Issue #16155, opened 2025-01-12
use new nio jdk api instead of all api


romani:
from https://github.com/checkstyle/checkstyle/pull/16095

we should use avoid usage of old jdk API, wihtout breaking compatibility and an start to use new api more widely.
violations on our API should be suppressed.

roulpriya:
This issue seems to have been implemented already.

romani:
@roulpriya , I updated issue description with more details.
issue is still open.

roulpriya:
I will work on this.

romani:
Please consider to send few PRs for this issue, to improve step by step, not all at ones.

ivamly:
@romani I'd like to take this on. However, after reviewing the cause of the test failures, I wonder if we should mark it as good second/third issue? It looks self-contained and not so complicated.

If not, I'll work on it. What you think?

romani:
this issue is tricky, better to not have "good" label on it. 
Try it, but please be careful and send few PRs, to make sure we merge simple updates quicker and more complicated later

romani:
Excludes are removed, code is migrated

PR #16723, opened 2025-04-01
Issue #16155: use nio api in PropertiesMacro

AmitKumarDeoghoria:
Fixed Issue https://github.com/checkstyle/checkstyle/issues/16155

Removed the File API usage in Properties macro

Changes Made:
*Removed Filed Usage to use Nio Api

### DIFF
--- a/src/main/java/com/puppycrawl/tools/checkstyle/site/PropertiesMacro.java
+++ b/src/main/java/com/puppycrawl/tools/checkstyle/site/PropertiesMacro.java
@@ -19,8 +19,9 @@
 
 package com.puppycrawl.tools.checkstyle.site;
 
-import java.io.File;
 import java.lang.reflect.Field;
+import java.nio.file.Path;
+import java.nio.file.Paths;
 import java.util.Arrays;
 import java.util.Collections;
 import java.util.LinkedList;
@@ -112,7 +113,7 @@ public class PropertiesMacro extends AbstractMacro {
     private static String currentModuleName = "";
 
     /** The file of the current module being processed. */
-    private static File currentModuleFile = new File("");
+    private static Path currentModulePath = Paths.get("");
 
     @Override
     public void execute(Sink sink, MacroRequest request) throws MacroExecutionException {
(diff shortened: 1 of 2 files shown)


config/spotbugs-exclude.xml
```diff
@@ -335,4 +335,10 @@
     <Class name="com.puppycrawl.tools.checkstyle.checks.sizes.RecordComponentNumberCheck"/>
     <Bug pattern="AT_STALE_THREAD_WRITE_OF_PRIMITIVE"/>
   </Match>
+  <Match>
+    <!-- Suppress NP_NULL_ON_SOME_PATH_FROM_RETURN_VALUE in configureGlobalProperties -->
+    <Class name="com.puppycrawl.tools.checkstyle.site.PropertiesMacro"/>
+    <Method name="configureGlobalProperties"/>
+    <Bug pattern="NP_NULL_ON_SOME_PATH_FROM_RETURN_VALUE"/>
```
romani, line 342: We need solutions without suppression.
If you read referenced issues, they recommend to not use class File at all. We are ok to do deeper refactoring. We have green light to change anything except for classes in "api" folder, because it will be breaking changes to users and cause more pain and problems than dealing with fashion in coding.

romani (changes requested):
Items

config/spotbugs-exclude.xml
AmitKumarDeoghoria: You are right @romani While working with spotbugs I got it confused with false positive , I have resolved the issue by checking for null for file and throw error. I think It's resolved now.

src/main/java/com/puppycrawl/tools/checkstyle/site/PropertiesMacro.java
```diff
@@ -112,7 +114,7 @@ public class PropertiesMacro extends AbstractMacro {
     private static String currentModuleName = "";
 
     /** The file of the current module being processed. */
-    private static File currentModuleFile = new File("");
+    private static File currentModuleFile = Paths.get("").toFile();
```
romani, line 117: idea of migration, it completely abandon File class usage, as new classes of Path, offer full substitution, at least advertised :).

Lets go in deeper refactoring to remove "File" import at all from class.

romani (changes requested):
is this doable ?

src/main/java/com/puppycrawl/tools/checkstyle/site/PropertiesMacro.java
AmitKumarDeoghoria: Thanks for catching that! It is doable but this change would ripple through several files like SiteUtil, so it’s a bit more involved. Happy to tackle it, but want to check: Would you like me to expand the refactor now, or focus just on PropertiesMacro for this PR? Either works for me!

AmitKumarDeoghoria: @romani  can you please review

romani (approved):
Thanks a lot.
It is not complete fix for issue, but good step forward.

nrmancuso (approved):

nrmancuso:
Thank you @AmitKumarDeoghoria !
-------
#### [Instructions for the task]
Word for word, copy all of the listing above.

#### [Expected answer]
Issue #16155, opened 2025-01-12
use new nio jdk api instead of all api


romani:
from https://github.com/checkstyle/checkstyle/pull/16095

we should use avoid usage of old jdk API, wihtout breaking compatibility and an start to use new api more widely.
violations on our API should be suppressed.

roulpriya:
This issue seems to have been implemented already.

romani:
@roulpriya , I updated issue description with more details.
issue is still open.

roulpriya:
I will work on this.

romani:
Please consider to send few PRs for this issue, to improve step by step, not all at ones.

ivamly:
@romani I'd like to take this on. However, after reviewing the cause of the test failures, I wonder if we should mark it as good second/third issue? It looks self-contained and not so complicated.

If not, I'll work on it. What you think?

romani:
this issue is tricky, better to not have "good" label on it. 
Try it, but please be careful and send few PRs, to make sure we merge simple updates quicker and more complicated later

romani:
Excludes are removed, code is migrated

PR #16723, opened 2025-04-01
Issue #16155: use nio api in PropertiesMacro

AmitKumarDeoghoria:
Fixed Issue https://github.com/checkstyle/checkstyle/issues/16155

Removed the File API usage in Properties macro

Changes Made:
*Removed Filed Usage to use Nio Api

### DIFF
--- a/src/main/java/com/puppycrawl/tools/checkstyle/site/PropertiesMacro.java
+++ b/src/main/java/com/puppycrawl/tools/checkstyle/site/PropertiesMacro.java
@@ -19,8 +19,9 @@
 
 package com.puppycrawl.tools.checkstyle.site;
 
-import java.io.File;
 import java.lang.reflect.Field;
+import java.nio.file.Path;
+import java.nio.file.Paths;
 import java.util.Arrays;
 import java.util.Collections;
 import java.util.LinkedList;
@@ -112,7 +113,7 @@ public class PropertiesMacro extends AbstractMacro {
     private static String currentModuleName = "";
 
     /** The file of the current module being processed. */
-    private static File currentModuleFile = new File("");
+    private static Path currentModulePath = Paths.get("");
 
     @Override
     public void execute(Sink sink, MacroRequest request) throws MacroExecutionException {
(diff shortened: 1 of 2 files shown)


config/spotbugs-exclude.xml
```diff
@@ -335,4 +335,10 @@
     <Class name="com.puppycrawl.tools.checkstyle.checks.sizes.RecordComponentNumberCheck"/>
     <Bug pattern="AT_STALE_THREAD_WRITE_OF_PRIMITIVE"/>
   </Match>
+  <Match>
+    <!-- Suppress NP_NULL_ON_SOME_PATH_FROM_RETURN_VALUE in configureGlobalProperties -->
+    <Class name="com.puppycrawl.tools.checkstyle.site.PropertiesMacro"/>
+    <Method name="configureGlobalProperties"/>
+    <Bug pattern="NP_NULL_ON_SOME_PATH_FROM_RETURN_VALUE"/>
```
romani, line 342: We need solutions without suppression.
If you read referenced issues, they recommend to not use class File at all. We are ok to do deeper refactoring. We have green light to change anything except for classes in "api" folder, because it will be breaking changes to users and cause more pain and problems than dealing with fashion in coding.

romani (changes requested):
Items

config/spotbugs-exclude.xml
AmitKumarDeoghoria: You are right @romani While working with spotbugs I got it confused with false positive , I have resolved the issue by checking for null for file and throw error. I think It's resolved now.

src/main/java/com/puppycrawl/tools/checkstyle/site/PropertiesMacro.java
```diff
@@ -112,7 +114,7 @@ public class PropertiesMacro extends AbstractMacro {
     private static String currentModuleName = "";
 
     /** The file of the current module being processed. */
-    private static File currentModuleFile = new File("");
+    private static File currentModuleFile = Paths.get("").toFile();
```
romani, line 117: idea of migration, it completely abandon File class usage, as new classes of Path, offer full substitution, at least advertised :).

Lets go in deeper refactoring to remove "File" import at all from class.

romani (changes requested):
is this doable ?

src/main/java/com/puppycrawl/tools/checkstyle/site/PropertiesMacro.java
AmitKumarDeoghoria: Thanks for catching that! It is doable but this change would ripple through several files like SiteUtil, so it’s a bit more involved. Happy to tackle it, but want to check: Would you like me to expand the refactor now, or focus just on PropertiesMacro for this PR? Either works for me!

AmitKumarDeoghoria: @romani  can you please review

romani (approved):
Thanks a lot.
It is not complete fix for issue, but good step forward.

nrmancuso (approved):

nrmancuso:
Thank you @AmitKumarDeoghoria !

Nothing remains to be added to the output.